Robust Growth Justifies Valuation?

The stock is currently priced at about 57x forward earnings and around 14x forward sales. These multiples indicate IREN’s strong growth potential, but they also emphasize that investors are paying a premium for expected future growth. For additional details, visit: IREN Valuation Ratios

Growth has surged significantly. Revenues increased from just $60 million in FY’22 to around $501 million in fiscal FY’25. Q1 FY26 results, released in October 2025, surpassed expectations, with revenues soaring 355 percent year-over-year to $240.3 million and net income reaching $384.6 million, propelled by gains on financial instruments. Consensus estimates forecast over 125 percent growth for fiscal 2026 and about 95 percent in 2027, pushing revenues above $2.3 billion by FY’27. This degree of acceleration provides vital support for the elevated valuation.

Such growth is being bolstered by a rapid expansion of the company’s GPU infrastructure. As of Q1 FY26, the business operated roughly 23,000 GPUs and plans to expand this fleet to around 140,000 GPUs by the end of 2026 as part of its aggressive AI Cloud growth strategy. The company also has ample power capacity to supply its data centers. As of the last fiscal year, its data centers required about 810 MW of power, compared to its control of about 3 GW (3,000 MW) of supply.

The combination of GPU expansion and secured power capacity positions IREN to continue scaling cloud computing without encountering supply limitations. The company concluded the quarter with $1.8 billion in cash and equivalents, supported by a $1 billion zero-coupon convertible note issued last month and $400 million in GPU financing. This robust capital position offers flexibility as the company moves forward with its large-scale expansion.

Management now forecasts $3.4 billion in AI Cloud annual recurring revenue by the end of 2026 – a remarkable increase from the $500 million plus in run-rate cloud revenues observed in Q1 FY26.

Despite numerous advantages, risks persist. The sector is fiercely competitive, with established cloud providers and other crypto miners competing for market share. Notable execution risks are also present. Although IREN has significant contracts with prominent names and a large power portfolio, constructing large data centers entails numerous challenges, including managing construction delays, obtaining local permits, ensuring adequate cooling capacity, and integrating thousands of GPUs into stable, high-availability clusters.

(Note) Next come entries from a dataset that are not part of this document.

PR #3, opened 2022-05-21
Add clade

chaoran-chen:
Is it okay to add a column?

Please check for correctness! I only know which sequences are for sure WA and assumed that all the others are CA.


emmahodcroft:
I think `CA` & `WA` is a good way to tackle potentially hairy geographic naming until someone may suggest something else. We don't have any other names to work with yet, but this minimizes the geographic nature!

PR #4, opened 2022-05-22
Add region column

chaoran-chen:


emmahodcroft (approved):

emmahodcroft:
I think this looks good. I suppose a separate question may be whether we can fill in country and region for a few sequences from the name alone?

rneher:
I'll quickly transfer those to the file that has the clade and the new genomes.

PR #8, opened 2022-05-23
Simplify installation and build invocation; add CI

tsibley:
Uses an alternate runtime image with Nextalign v2 already baked in.

Also simplified the invocation so the default config file is used by default.

Also added CI to help ensure the build works in the face of changes (from pushes and PRs).

### Related issue(s)
Related to https://github.com/nextstrain/docker-base/pull/43 and https://github.com/nextstrain/.github/pull/23.

### Testing
- [x] `nextstrain build` command shown works for me.
- [x] CI [works](https://github.com/nextstrain/monkeypox/runs/6563968947?check_suite_focus=true) ([output artifacts](https://github.com/nextstrain/monkeypox/suites/6628066966/artifacts/249833482))

### DIFF
--- a/README.md
+++ b/README.md
@@ -13,14 +13,10 @@ Add any additional sequences and metadata in separate fasta or metadata-tsv file
 
 Run pipeline with:
 ```
-snakemake -j 1 -p --configfile=config/config.yaml
+nextstrain build --image=nextstrain/base:branch-nextalign-v2 . --configfile=config/config.yaml
 ```
 
 View results with:
-```
-auspice view --datasetDir auspice/
-```
-or with:
 ```
 nextstrain view auspice/
 ```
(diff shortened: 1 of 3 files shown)


victorlin (approved):
Looks good with the update to `@master` once nextstrain/.github#23 is merged.

README.md
```diff
@@ -92,57 +88,5 @@ uncertain.
...
-  --output-dir=tmp/ \
-  --output-basename=nextalign
-```
-
-Copy `nextalign` binary to somewhere globally accessible
-```
-sudo cp target/release/nextalign /usr/local/bin/
-```
+Follow the [standard installation instructions](https://docs.nextstrain.org/en/latest/install.html) for Nextstrain's suite of software tools.
+Please choose the installation method for your operating system which uses Docker, as currently a pre-release version of Nextalign is required which we've baked into the `--image` argument to `nextstrain build` above.
```
corneliusroemer, line 92: Maybe we should add something more explicit to `nextstrain build`. I just get the following which doesn't tell me much about what the problem is:
```
Warning: The specified --image=nextstrain/base:branch-nextalign-v2 option is not used by --native.
```

Just running the command, but probably missing docker. Warning should tell me what the problem is.

corneliusroemer: The warning should be:
```
Falling back to `--native` since `--docker` does not seem to be available.

Check your setup by running `nextstrain check-setup --set-default`

tsibley: Followup to these comments [happened in Slack](https://bedfordlab.slack.com/archives/C01LCTT7JNN/p1653429601942399?thread_ts=1653336973.215419&cid=C01LCTT7JNN), where the comments were cross-posted.

PR #9, opened 2022-05-24
Add metadata

chaoran-chen:


emmahodcroft:
Thanks Chaoran! Adding the accessions is great. I don't know if the plan is to include the new Swiss sequence test, I think @rneher had some questions about some mutations. Of course, including in metadata without a sequence means it won't go into a run, just depends if we want to keep it in sync.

Additionally, the generative AI market might be experiencing a “fear-of-missing-out” phase, where demand for computing resources is temporarily heightened. Over time, as investors in AI enterprises increasingly focus on returns on investment and cost efficiencies, the growth in demand for computing could stabilize, potentially applying pressure on margins and limiting potential gains for companies like IREN.